Microfluidic paper-based chip platform for benzoic acid detection in food.

An integrated microfluidic platform comprising a microfluidic paper-based analytical device (µPAD) and a portable detection system is proposed for the concentration detection of benzoic acid via Janovsky reaction theory. In the proposed approach, the reaction zone of the µPAD is implanted with 5 N sodium hydroxide and dried at 30 °C for 20 min. The benzoic acid sample is derived to 3,5-Dinitrobenzoic acid using KNO3 and H2SO4 at 40 °C for 40 min and is then dripped on the reaction zone of the µPAD. Finally, the µPAD is transferred to the portable detection system and heated at a temperature of 45 °C for 20 min on a hot plate to prompt a Janovsky reaction. The resulting color change of the detection zone is observed using a CMOS camera. The reaction color image is delivered to a smartphone via a connector and the benzoic acid concentration is determined using self-written RGB analysis software.
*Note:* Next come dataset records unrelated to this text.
PR #639, opened 2026-03-12
feature: Added APIGatewayAuthorizerEvent & results

Yummy-Yums:
#48  : adds AWS Lambda event type APIGatewayAuthorizerEvent:

image


Yummy-Yums:
@armanbilge please review

lambda/shared/src/main/scala/feral/lambda/events/ApiGatewayCustomAuthorizerEvent.scala
```diff
@@ -0,0 +1,208 @@
...
+      domainName: Hostname,
+      deploymentId: String,
+      apiId: String
+  ) extends AuthorizerRequestContext {
+    override def productPrefix = "AuthorizerRequestContext"
+  }
+}
+
+sealed abstract class ApiGatewayCustomAuthorizerEvent {
+  def `type`: String
```
Chingles2404: Hi Elias, great job! 

I'm wondering if it would be better to have this as a custom object instead of String, similar to [here](https://github.com/typelevel/feral/blob/017f4aebbe53c3235071d8e45ffb04bd12f6bdad/lambda/shared/src/main/scala/feral/lambda/events/ApiGatewayV2WebSocketEvent.scala#L67), since "type" can only be "TOKEN" and "REQUEST" ([reference](https://docs.aws.amazon.com/apigateway/latest/developerguide/api-gateway-lambda-authorizer-input.html)).

I also noticed that DefinitelyTyped uses a single [RequestContext](https://github.com/DefinitelyTyped/DefinitelyTyped/blob/e40cab53d9971a3e0b34e8fb18ece74240d9425d/types/aws-lambda/trigger/api-gateway-authorizer.d.ts#L45) function for both the proxy events and the authorizer ones, so I am also wondering if, in the future, unifying the implementations would be better than having separate ones (like the one in [WebSocketEvent](https://github.com/typelevel/feral/blob/017f4aebbe53c3235071d8e45ffb04bd12f6bdad/lambda/shared/src/main/scala/feral/lambda/events/ApiGatewayV2WebSocketEvent.scala#L80)).

Chingles2404 (changes requested):

lambda/shared/src/main/scala/feral/lambda/events/ApiGatewayCustomAuthorizerEvent.scala
Chingles2404: > I also noticed that DefinitelyTyped uses a single [RequestContext](https://github.com/DefinitelyTyped/DefinitelyTyped/blob/e40cab53d9971a3e0b34e8fb18ece74240d9425d/types/aws-lambda/trigger/api-gateway-authorizer.d.ts#L45) function for both the proxy events and the authorizer ones, so I am also wondering if, in the future, unifying the implementations would be better than having separate ones (like the one in [WebSocketEvent](https://github.com/typelevel/feral/blob/017f4aebbe53c3235071d8e45ffb04bd12f6bdad/lambda/shared/src/main/scala/feral/lambda/events/ApiGatewayV2WebSocketEvent.scala#L80)).

Oh this was meant for @armanbilge, sorry I didn't mention you!

Chingles2404 (approved):
Thanks!

lambda/shared/src/main/scala/feral/lambda/events/ApiGatewayCustomAuthorizerEvent.scala
```diff
@@ -0,0 +1,221 @@
...
+
+import codecs.decodeHostname
+import codecs.decodeKeyCIString
+
+sealed abstract class AuthorizerRequestContext {
+  def resourceId: String
+  def resourcePath: String
+  def httpMethod: String
+  def extendedRequestId: String
+  def requestTime: String
```
armanbilge, line 34: I see there is `requestTime: String` and `requestTimeEpoch: Long`. Probably they are redundant, and we could use `requestTime: Instant` for the best UX?

lambda/shared/src/main/scala/feral/lambda/events/ApiGatewayCustomAuthorizerEvent.scala
```diff
@@ -0,0 +1,221 @@
...
+  def path: String
+  def accountId: String
+  def protocol: String
+  def stage: String
+  def domainPrefix: String
+  def requestTimeEpoch: Long
+  def requestId: String
+  def identity: Map[String, Option[String]]
```
armanbilge, line 42: This type looks a bit strange 🤔 I wonder in what case would there be a key would no value? (instead of just not having the key at all).

lambda/shared/src/main/scala/feral/lambda/events/ApiGatewayCustomAuthorizerEvent.scala
armanbilge: > I also noticed that DefinitelyTyped uses a single [RequestContext](https://github.com/DefinitelyTyped/DefinitelyTyped/blob/e40cab53d9971a3e0b34e8fb18ece74240d9425d/types/aws-lambda/trigger/api-gateway-authorizer.d.ts#L45) function for both the proxy events and the authorizer ones

Great catch! I agree, instead of defining a new class here, maybe let's re-use the existing `RequestContext` class and add all the additional fields. I'm not sure why it is currently missing most of them 🤔 

https://github.com/typelevel/feral/blob/017f4aebbe53c3235071d8e45ffb04bd12f6bdad/lambda/shared/src/main/scala/feral/lambda/events/ApiGatewayProxyEventV2.scala#L40-L42

armanbilge (changes requested):
Great idea from Ching about sharing the `RequestContext` class, let's do that!

lambda/shared/src/main/scala/feral/lambda/events/ApiGatewayCustomAuthorizerEvent.scala
Yummy-Yums: From the [Input format of a Lambda function for proxy integration](https://docs.aws.amazon.com/apigateway/latest/developerguide/set-up-lambda-proxy-integrations.html#api-gateway-simple-proxy-for-lambda-input-format) there are such cases . Also, I'd specifically update the `identity` key  to use an identity object as done here 

Image

lambda/shared/src/main/scala/feral/lambda/events/ApiGatewayCustomAuthorizerEvent.scala
Yummy-Yums: I don't think they are redundant since it's enumerated  here in the output format

Image

armanbilge: What I mean by "redundant" is that the field contain identical information, just presented in different formats. We should be able to retrieve the time entirely using the epoch timestamp.

lambda/shared/src/main/scala/feral/lambda/events/ApiGatewayCustomAuthorizerEvent.scala
armanbilge: Interesting, I see. It looks like it would be better to define a new class for `identity` instead of using a `Map` since the fields appear to be predefined.

lambda/shared/src/main/scala/feral/lambda/events/ApiGatewayCustomAuthorizerEvent.scala
Chingles2404: ### AWS Lambda Documentation
Based on what I could find from the Lambda docs, there are two RequestContext types labelled under data transformations, one for [REST APIs](https://docs.aws.amazon.com/apigateway/latest/developerguide/api-gateway-mapping-template-reference.html#context-variable-reference) and the other for [WebSocket APIs](https://docs.aws.amazon.com/apigateway/latest/developerguide/apigateway-websocket-api-mapping-template-reference.html). There are also three others labelled under access logging, for [REST APIs](https://docs.aws.amazon.com/apigateway/latest/developerguide/api-gateway-variables-for-access-logging.html), [WebSocket APIs](https://docs.aws.amazon.com/apigateway/latest/developerguide/websocket-api-logging.html), and [HTTP APIs](https://docs.aws.amazon.com/apigateway/latest/developerguide/http-api-logging-variables.html).

For the [Authorizer event V2](https://docs.aws.amazon.com/apigateway/latest/developerguide/http-api-lambda-authorizer.html) (note that this PR is for V1), the RequestContext also has a HTTP portion, but I have been unable to find any documentation that contains `$context.http.[variables]`. It seems like the both [TypeScript](https://github.com/DefinitelyTyped/DefinitelyTyped/blob/e40cab53d9971a3e0b34e8fb18ece74240d9425d/types/aws-lambda/trigger/api-gateway-proxy.d.ts#L174) and [Java](https://github.com/aws/aws-lambda-java-libs/blob/cfefd3bb692597d1f5effa9c99f84021cd35f0e0/aws-lambda-java-events/src/main/java/com/amazonaws/services/lambda/runtime/events/APIGatewayV2CustomAuthorizerEvent.java#L16) implementations just reference this page though, so I'm guessing that there probably aren't any additional variables for this RequestContext listed elsewhere.

### Implementations
Looking at V1 and V2 for the gateway events...

The Java implementation seems to have a RequestContext class for practically every API Gateway event.
1. [APIGatewayCustomAuthorizerEvent](https://github.com/aws/aws-lambda-java-libs/blob/main/aws-lambda-java-events/src/main/java/com/amazonaws/services/lambda/runtime/events/APIGatewayCustomAuthorizerEvent.java)
2. [APIGatewayV2CustomAuthorizerEvent](https://github.com/aws/aws-lambda-java-libs/blob/main/aws-lambda-java-events/src/main/java/com/amazonaws/services/lambda/runtime/events/APIGatewayV2CustomAuthorizerEvent.java)
3. [APIGatewayProxyRequestEvent](https://github.com/aws/aws-lambda-java-libs/blob/main/aws-lambda-java-events/src/main/java/com/amazonaws/services/lambda/runtime/events/APIGatewayProxyRequestEvent.java)
4. [APIGatewayV2HTTPEvent](https://github.com/aws/aws-lambda-java-libs/blob/main/aws-lambda-java-events/src/main/java/com/amazonaws/services/lambda/runtime/events/APIGatewayV2HTTPEvent.java)
5. [APIGatewayV2WebSocketEvent](https://github.com/aws/aws-lambda-java-libs/blob/main/aws-lambda-java-events/src/main/java/com/amazonaws/services/lambda/runtime/events/APIGatewayV2WebSocketEvent.java) ([APIGatewayV2ProxyRequestEvent](https://github.com/aws/aws-lambda-java-libs/blob/main/aws-lambda-java-events/src/main/java/com/amazonaws/services/lambda/runtime/events/APIGatewayV2ProxyRequestEvent.java) inherits this class i.e. inherits its RequestContext class too but it's apparently because it's deprecated)

The TypeScript implementation seems to have three main RequestContext classes.
1. [APIGatewayEventRequestContextWithAuthorizer](https://github.com/DefinitelyTyped/DefinitelyTyped/blob/e40cab53d9971a3e0b34e8fb18ece74240d9425d/types/aws-lambda/common/api-gateway.d.ts#L26) (used by [APIGatewayRequestAuthorizerEvent](https://github.com/DefinitelyTyped/DefinitelyTyped/blob/e40cab53d9971a3e0b34e8fb18ece74240d9425d/types/aws-lambda/trigger/api-gateway-authorizer.d.ts#L91) and [APIGatewayProxyEventBase](https://github.com/DefinitelyTyped/DefinitelyTyped/blob/e40cab53d9971a3e0b34e8fb18ece74240d9425d/types/aws-lambda/trigger/api-gateway-proxy.d.ts#L146)) (this seems to follow the $context variables outlined in the data transformations for REST APIs)
2. [APIGatewayEventRequestContextV2](https://github.com/DefinitelyTyped/DefinitelyTyped/blob/e40cab53d9971a3e0b34e8fb18ece74240d9425d/types/aws-lambda/trigger/api-gateway-proxy.d.ts#L174) (used by [APIGatewayRequestAuthorizerEventV2](https://github.com/DefinitelyTyped/DefinitelyTyped/blob/e40cab53d9971a3e0b34e8fb18ece74240d9425d/types/aws-lambda/trigger/api-gateway-authorizer.d.ts#L45), [APIGatewayProxyEventV2WithJWTAuthorizer](https://github.com/DefinitelyTyped/DefinitelyTyped/blob/e40cab53d9971a3e0b34e8fb18ece74240d9425d/types/aws-lambda/trigger/api-gateway-proxy.d.ts#L278), [APIGatewayProxyEventV2WithLambdaAuthorizer](https://github.com/DefinitelyTyped/DefinitelyTyped/blob/e40cab53d9971a3e0b34e8fb18ece74240d9425d/types/aws-lambda/trigger/api-gateway-proxy.d.ts#L282), [APIGatewayProxyEventV2WithIAMAuthorizer](https://github.com/DefinitelyTyped/DefinitelyTyped/blob/e40cab53d9971a3e0b34e8fb18ece74240d9425d/types/aws-lambda/trigger/api-gateway-proxy.d.ts#L289), [APIGatewayProxyEventV2](https://github.com/DefinitelyTyped/DefinitelyTyped/blob/e40cab53d9971a3e0b34e8fb18ece74240d9425d/types/aws-lambda/trigger/api-gateway-proxy.d.ts#L300)) (this seems to follow the RequestContext on the page for Authorizer event V2)
3. [APIGatewayEventWebsocketRequestContextV2](https://github.com/DefinitelyTyped/DefinitelyTyped/blob/e40cab53d9971a3e0b34e8fb18ece74240d9425d/types/aws-lambda/trigger/api-gateway-proxy.d.ts#L200) (used by [APIGatewayProxyWebsocketEventV2](https://github.com/DefinitelyTyped/DefinitelyTyped/blob/e40cab53d9971a3e0b34e8fb18ece74240d9425d/types/aws-lambda/trigger/api-gateway-proxy.d.ts#L305)) (this seems to follow the $context variables outlined in the data transformations for WebSocket APIs)

If this information is correct, how should we proceed? @armanbilge

PR #642, opened 2026-03-16
Add `AppSyncLambdaAuthorizer`

Yummy-Yums:
https://github.com/typelevel/feral/issues/48 : adds AWS Lambda event type AppSynclambdaAuthorizer

### DIFF
--- a/lambda/shared/src/main/scala/feral/lambda/events/AppSyncLambdaAuthorizerEvent.scala
+++ b/lambda/shared/src/main/scala/feral/lambda/events/AppSyncLambdaAuthorizerEvent.scala
@@ -20,86 +20,83 @@ package events
 import io.circe.Decoder
 
 sealed abstract class AppSyncRequestContext {
-    def apiId: String
-    def accountId: String
-    def requestId: String
-    def operation: String
-    def channelNamespaceName: String
-    def channel: String
+  def apiId: String
+  def accountId: String
+  def requestId: String
+  def operation: String
+  def channelNamespaceName: String
+  def channel: String
 }
 
 object AppSyncRequestContext {
 
-    def apply(
-        apiId: String,
-        accountId: String,
-        requestId: String,
-        operation: String,
-        channelNamespaceName: String,
-        channel: String
+  def apply(
+      apiId: String,
+      accountId: String,
+      requestId: String,
+      operation: String,
+      channelNamespaceName: String,
+      channel: String
+  ): AppSyncRequestContext =
+    new Impl(
+      apiId,
+      accountId,
+      requestId,
+      operation,
+      channelNamespaceName,
+      channel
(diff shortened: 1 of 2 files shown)


Yummy-Yums:
@armanbilge pleas review

Chingles2404 (approved):
Looks great! Thanks for your hard work!

lambda/shared/src/main/scala/feral/lambda/events/AppSyncLambdaAuthorizerEvent.scala
```diff
@@ -0,0 +1,103 @@
...
+      variables: Map[String, Json]
+  ) extends AppSyncRequestContext {
+    override def productPrefix = "AppSyncRequestContext"
+  }
+}
+
+sealed abstract class AppSyncLambdaAuthorizerEvent {
+  def authorizationToken: String
+  def requestContext: AppSyncRequestContext
+  def requestHeaders: Map[String, String]
```
armanbilge: If these are HTTP headers, we can use `CIString` because they are case-insensitive.

```suggestion
  def requestHeaders: Map[CIString, String]
```

armanbilge (changes requested):
Looks good, noticed one thing!

lambda/shared/src/test/scala/feral/lambda/events/AppSyncLambdaAuthorizerEventSuite.scala
```diff
@@ -0,0 +1,56 @@
...
+  test("decoder") {
+    import AppSyncLambdaAuthorizerEventSuite._
+
+    val parsed_event = event.as[AppSyncLambdaAuthorizerEvent].toTry.get
+
+    assertEquals(parsed_event.authorizationToken, "ExampleAUTHtoken123123123")
+    assertEquals(parsed_event.requestContext.accountId, "111122223333")
+    assertEquals(parsed_event.requestContext.apiId, "aaaaaa123123123example123")
+    assertEquals(parsed_event.requestContext.requestId, "f4081827-1111-4444-5555-5cf4695f339f")
+    assertEquals(parsed_event.requestHeaders(CIString("header")), "value")
```
armanbilge: Sorry, one last comment (it applies to all of your PRs): instead of checking each field individually, could we construct an instance of the object and assert its equality like in the existing tests? I think this is a preferable approach because we can be confident we didn't forget to test any fields, etc.

https://github.com/typelevel/feral/blob/017f4aebbe53c3235071d8e45ffb04bd12f6bdad/lambda/shared/src/test/scala/feral/lambda/events/S3EventSuite.scala#L28

armanbilge (changes requested):

armanbilge (approved):

PR #31147, opened 2025-01-22
storage: use exchange-based sequencing to broadcast internal commands

teskje:
The Timely `Sequencer` doesn't behave well when different workers instantiate their parts at points in time that are sufficiently spread apart. It delays commands by that creation time difference and is prone to spinning the CPU at 100%.

To work around these issues, this PR replaces the `Sequencer` used in storage for broadcasting internal commands with a dataflow that sequences by sending all commands through a single worker.

First commit introduces a simple version of the sequencer dataflow that assumes deterministic ordering of data sent through Timely channels. The second commit removes that assumption by explicitly keeping track of the command order and waiting for outstanding commands.

### Motivation

Fixes https://github.com/MaterializeInc/database-issues/issues/8893

### Checklist

### DIFF
--- a/src/storage/src/internal_control.rs
+++ b/src/storage/src/internal_control.rs
@@ -6,8 +6,10 @@
 //! Types for cluster-internal control messages that can be broadcast to all
 //! workers from individual operators/workers.
 
+use std::cell::RefCell;
 use std::collections::BTreeMap;
-use std::time::Instant;
+use std::rc::Rc;
+use std::sync::mpsc;
 
 use mz_repr::{GlobalId, Row};
 use mz_rocksdb::config::SharedWriteBufferManager;
@@ -18,8 +20,11 @@ use mz_storage_types::sinks::{MetadataFilled, StorageSinkDesc};
 use mz_storage_types::sources::IngestionDescription;
 use serde::{Deserialize, Serialize};
 use timely::communication::Allocate;
+use timely::dataflow::channels::pact::Pipeline;
+use timely::dataflow::operators::generic::{source, OutputHandle};
+use timely::dataflow::operators::{Broadcast, Exchange, Operator};
 use timely::progress::Antichain;
-use timely::synchronization::Sequencer;
+use timely::scheduling::{Activator, Scheduler};
 use timely::worker::Worker as TimelyWorker;
 
 use crate::statistics::{SinkStatisticsRecord, SourceStatisticsRecord};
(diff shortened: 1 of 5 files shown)


src/storage/src/internal_control.rs
```diff
@@ -120,31 +125,202 @@ pub enum InternalStorageCommand {
...
     timely_worker: &'w mut TimelyWorker<A>,
-) -> Sequencer<InternalStorageCommand> {
-    // TODO(aljoscha): Use something based on `mz_ore::NowFn`?
-    Sequencer::new(timely_worker, Instant::now())
+) -> (InternalCommandSender, InternalCommandReceiver) {
+    let (input_tx, input_rx) = mpsc::channel();
+    let (output_tx, output_rx) = mpsc::channel();
+    let activator = Rc::new(RefCell::new(None));
+
+    timely_worker.dataflow_named::<(), _, _>("command_sequencer", {
```
antiguru, line 174: I think this is fine, but it essentially uses the `index` as a capability. I think there's an alternative design that uses Timely's capabilities, but I'm leaving it to you which one you'd like to implement here. I think the order from the source to the sequencer doesn't matter, as long as it's not reordered -- you could also think of this as a batch of data and a capability `(worker, index)`. After the sequencer, it's simpler as there is only a single operator instance that retains a capability, so it could just use a counter as its capability. The data then would be a vectors of updates per time, i.e., `Stream<_, Vec<Command>>`.

antiguru (approved):
Looks fine, left a comment about an alternative way to implementa the command distribution.

src/storage/src/internal_control.rs
teskje: I tried using timestamps first, instead of putting the index into the data and it turned out more complicated. Maybe I missed something though.

* I want to use a Timestamp type of `(worker, index)`, so `(usize, u64)`. Tuples already implement `Timestamp`, but they don't implement `Refines<()>`, so I can't use them directly. Instead I have to implement a new timestamp type, which requires a bunch of boilerplate.
* If I do the above, I think I'd still have to do the put-commands-into-a-map-and-wait-for-the-next-index thing in both the sequencer and the sink because there is no guarantee that an operator sees updates in it inputs ordered by time (right?). So in the end the code would look pretty much the same, just with a bunch of more timestamp impl and capability management code.

> I think the order from the source to the sequencer doesn't matter, as long as it's not reordered

The "as long as it's not reordered" is important though! Correct me if I'm wrong, but I think this could happen:

* Source sends command `C1` at `(0, 0)`.
* Source sends command `C2` at `(0, 1)`.
* Sequencer receives command `C2`.
* Sequencer receives command `C1`.

Or is there any guarantee that updates with different times are received in time order?

frankmcsherry: > I want to use a Timestamp type of `(worker, index)`, ...

Ah, I'm not sure you do! At least, `(worker, index)` is a totally ordered type, where `worker` trumps `index` no matter what, and roughly everyone should wait for a worker to finish out all of its `index` before moving on to the next worker. I think you might want `Product<worker, index>`, which I think should implement `Refines<()>`. Does that sound right? (I'm trying to back out the intent from my partial understanding).

teskje: True, though the thing I was considering would not involve waiting for frontiers or even looking at frontiers at all, but just using the timestamp to transport the command index (instead of putting it into the data as this PR does). If you don't look at frontiers, the partial order of times doesn't matter. It's entirely possible that working with frontiers would lead to a simpler implementation, but I don't know what that could look like!

> I think you might want `Product<worker, index>`

I'm not so sure! The only thing we need is that the commands coming from one worker retain their order in the output, between workers there is no defined order. So we'd need a `(worker, index)` where instances are only comparable if `worker` is equal. But that becomes awkward because `Timestamp` assumes the existence of a minimum that you can downgrade to all other timestamps. So I guess an `(Option<worker>, index)` where `(None, 0)` is that minimum?

teskje:
I'm going ahead and merging this since it improves the status quo. Happy to iterate if we can come up with a better/simpler way!

PR #31149, opened 2025-01-22
[storage] Minor controller cleanups and refactoring

bkirwi:
Some minor drive-by as I've been reading through the storage controller.

### Motivation

The first commit is inspired by a recent incident: we saw a bunch of Persist memory on the stack of an environment, some of which was allocated by this warmup code. Far from a smoking gun... but in general it feels wise to not attempt unbounded concurrent work, especially for an optimization like this one.

The others are hopefully self-explanatory, but let me know if anything seems odd!

### Checklist

### DIFF
--- a/src/adapter/src/coord/ddl.rs
+++ b/src/adapter/src/coord/ddl.rs
@@ -1289,11 +1289,6 @@ impl Coordinator {
         // Validate `sink.from` is in fact a storage collection
         self.controller.storage.check_exists(sink.from)?;
 
-        let status_id = self
-            .catalog()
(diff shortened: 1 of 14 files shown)


ParkMyCar (approved):
All makes sense to me!

My only hesitation is the removal of `status_id` from the `SinkDesc` because I'm not sure if we intend to use it in the future. Worse case though it can always be re-added!

bkirwi:
> My only hesitation is the removal of status_id from the SinkDesc because I'm not sure if we intend to use it in the future.

Thankfully this one I'm pretty confident about, since it dates back to when I was following this stuff more closely. 😅 Sinks originally wrote their own status updates to the status collection, but those writes got moved to the controller... I believe this just never got cleaned up.

PR #31152, opened 2025-01-22
[storage] Add a progress shard for sinks and skip the snapshot when possible

bkirwi:
### Motivation

Design sketch is here: https://github.com/MaterializeInc/database-issues/issues/8603#issuecomment-2611104841

Fixes https://github.com/MaterializeInc/database-issues/issues/8603

### Tips for reviewer

Adding a collection for sinks makes them much more like other types of things that the storage controller manages, which allows (and forces) us to handle them as a type of collection instead of a separate thing. Reworking this is much of the size of the diff - though the net result is slightly less / more uniform controller code, which is nice.

I've left a number of `// TODO(sinks)` todos for possible followups that I didn't want to bite off here.

### Checklist

### DIFF
--- a/src/storage-controller/src/lib.rs
+++ b/src/storage-controller/src/lib.rs
@@ -1440,6 +1440,7 @@ where
             .expect("missing dependency")
             .into_element();
         let from_storage_metadata = self.storage_collections.collection_metadata(from_id)?;
+        let to_storage_metadata = self.storage_collections.collection_metadata(id)?;
 
         // Check whether the sink's write frontier is beyond the read hold we got
         let cur_export = self
@@ -1480,6 +1481,7 @@ where
                 partition_strategy: new_description.sink.partition_strategy,
                 from_storage_metadata,
                 with_snapshot: new_description.sink.with_snapshot,
+                to_storage_metadata,
             },
         };
 
@@ -1529,6 +1531,7 @@ where
             let from_storage_metadata = self
                 .storage_collections
                 .collection_metadata(new_export_description.sink.from)?;
+            let to_storage_metadata = self.storage_collections.collection_metadata(id)?;
 
             let cmd = RunSinkCommand {
                 id,
@@ -1552,6 +1555,7 @@ where
                     // TODO(petrosagg): change the controller to explicitly track dataflow executions
                     as_of: as_of.to_owned(),
                     from_storage_metadata,
+                    to_storage_metadata,
                 },
             };
 
@@ -3155,6 +3159,7 @@ where
         let from_storage_metadata = self
             .storage_collections
             .collection_metadata(description.sink.from)?;
+        let to_storage_metadata = self.storage_collections.collection_metadata(id)?;
 
         let cmd = RunSinkCommand {
             id,
@@ -3168,6 +3173,7 @@ where
                 partition_strategy: description.sink.partition_strategy.clone(),
                 from_storage_metadata,
                 with_snapshot: description.sink.with_snapshot,
+                to_storage_metadata,
             },
         };
 
--- a/src/storage-controller/src/lib.rs
+++ b/src/storage-controller/src/lib.rs
@@ -1905,10 +1905,7 @@ where
             Some(StorageResponse::DroppedId(id)) => {
                 tracing::debug!("DroppedId for collection {id}");
 
-                if let Some(_collection) = self.collections.remove(&id) {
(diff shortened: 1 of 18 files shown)


bkirwi:
Still doing some testing, but I think this feels more or less right. @aljoscha or @petrosagg, able to take a look?

test/cluster/mzcompose.py
```diff
@@ -5140,12 +5140,12 @@ def workflow_test_constant_sink(c: Composition) -> None:
                 > SELECT write_frontier
                   FROM mz_internal.mz_frontiers
                   JOIN mz_sinks ON id = object_id
-                  WHERE name = 'snk'
+                  WHERE name = 'snk' AND write_frontier IS NOT NULL
 
                 > SELECT status
                   FROM mz_internal.mz_sink_statuses
                   WHERE name = 'snk'
-                dropped
```
bkirwi, line 5148: Previously, the read frontier was immediately set to {} for sinks, so having the write frontier progress to {} would mark the sink dropped. After this PR, the read frontier can evolve independently, so the sink is not immediately removed from introspection.

Looking at https://github.com/MaterializeInc/database-issues/issues/8842 - this seems like an improvement, though there may be more to do. (In the future, not on this PR.)

src/storage-controller/src/lib.rs
```diff
@@ -1768,27 +1746,42 @@ where
...
+        storage_metadata: &StorageMetadata,
+        mut identifiers: Vec<GlobalId>,
+    ) {
+        // Ignore exports that have already been removed.
+        identifiers.retain(|id| self.export(*id).is_ok());
 
-            // We don't explicitly remove read capabilities! Downgrading the
-            // frontier of the sink to `[]` (the empty Antichain), will
-            // propagate to the storage dependencies.
+        // TODO: ideally we'd advance the write frontier ourselves here, but this function's
```
aljoscha, line 1765: By this you mean the write frontier of the (new) "progress shard"?

src/storage-controller/src/lib.rs
```diff
@@ -1904,17 +1897,6 @@ where
                 if let Some(_collection) = self.collections.remove(&id) {
                     // Nothing to do, we already dropped read holds in
                     // `drop_sources_unvalidated`.
-                } else if let Some(export) = self.exports.get_mut(&id) {
-                    // TODO: Current main never drops export state, so we
```
aljoscha, line 1908: 🙌

src/storage-controller/src/lib.rs
```diff
@@ -3608,3 +3532,17 @@ fn replica_status_history_desc(params: &StorageParameters) -> StatusHistoryDesc<
         extract_time: Box::new(move |datums| datums[time_idx].unwrap_timestamptz()),
     }
 }
+
+/// Replace one antichain with another, tracking the overall changes in the returned `ChangeBatch`.
+fn swap_updates<T: Timestamp>(
```
aljoscha, line 3537: 🙌

aljoscha (approved):
Oh wow, it's interesting how small the actual change in the export logic is, compared to the refactorings!

Overall, this looks good. I have to say. though, that I probably trust @def-'s tests (which we already have) for sinks, with restarts and everything, more than my capability to suss out subtle concurrency issues from reading the code.

def- (approved):
The warnings in nightly are fixed if you rebase on main: https://buildkite.com/materialize/nightly/builds/11099 (which I'd suggest anyway)

def-:
new nightly just in case: https://buildkite.com/materialize/nightly/builds/11103

src/storage-controller/src/lib.rs
bkirwi: Yeah, that's right! It's safe to do - the sink code is robust to it - and it would simplify the finalization logic if we could assume that a dropped sink had an empty write / implied frontier.

bkirwi:
The Kafka migration tests need a fix - we're running the changed tests against an old version, so I'll need to tweak them to be more robust I think. Will get that up in a sec.

The copy to S3 test failures look unrelated?

def-:
Yes, copy to s3 is unrelated.

bkirwi:
Thanks all!

> Oh wow, it's interesting how small the actual change in the export logic is, compared to the refactorings!

There are a couple followups that I'd like to do that will probably expand this logic (moving the frontier management out of the hot path, writing actual data to the shard) but I'll take that in a followup... merging this in now.

PR #31153, opened 2025-01-22
docs: self-managed access control

kay-kim:
https://preview.materialize.com/materialize/31153/self-managed/v25.1/manage/access-control/

Converted to draft...will sort out the cross ref errors.


JLDLaughlin (approved):
👩🏻‍🍳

The experimental results obtained using control samples with known benzoic acid concentrations in the range of 500-4000 ppm show that the R(ed) + B(lue) intensity (Y) and benzoic acid concentration (X) are related as Y =  -0.0264 X + 408.79. Moreover, the correlation coefficient is equal to R2 = 0.9953. The proposed detection platform is used to measure the benzoic acid concentrations of twenty-one commercial food samples. It is shown that the concentration measurements deviate by no more than 6.6% from those obtained using a standard HPLC macroscale method. Overall, the results presented in this study show that the proposed integrated microfluidic paper-based chip platform provides a compact and reliable tool for benzoic acid concentration measurement purposes.

Microfluidic distillation chip for methanol concentration detection.

An integrated microfluidic distillation system is proposed for separating a mixed ethanol-methanol-water solution into its constituent components. The microfluidic chip is fabricated using a CO2 laser system and comprises a serpentine channel, a boiling zone, a heating zone, and a cooled collection chamber filled with de-ionized (DI) water. In the proposed device, the ethanol-methanol-water solution is injected into the microfluidic chip and driven through the serpentine channel and into the collection chamber by means of a nitrogen carrier gas. Following the distillation process, the ethanol-methanol vapor flows into the collection chamber and condenses into the DI water. The resulting solution is removed from the collection tank and reacted with a mixed indicator. Finally, the methanol concentration is inversely derived from the absorbance measurements obtained using a spectrophotometer. The experimental results show the proposed microfluidic system achieves an average methanol distillation efficiency of 97%. The practicality of the proposed device is demonstrated by detecting the methanol concentrations of two commercial fruit wines. It is shown that the measured concentration values deviate by no more than 3% from those obtained using a conventional bench top system.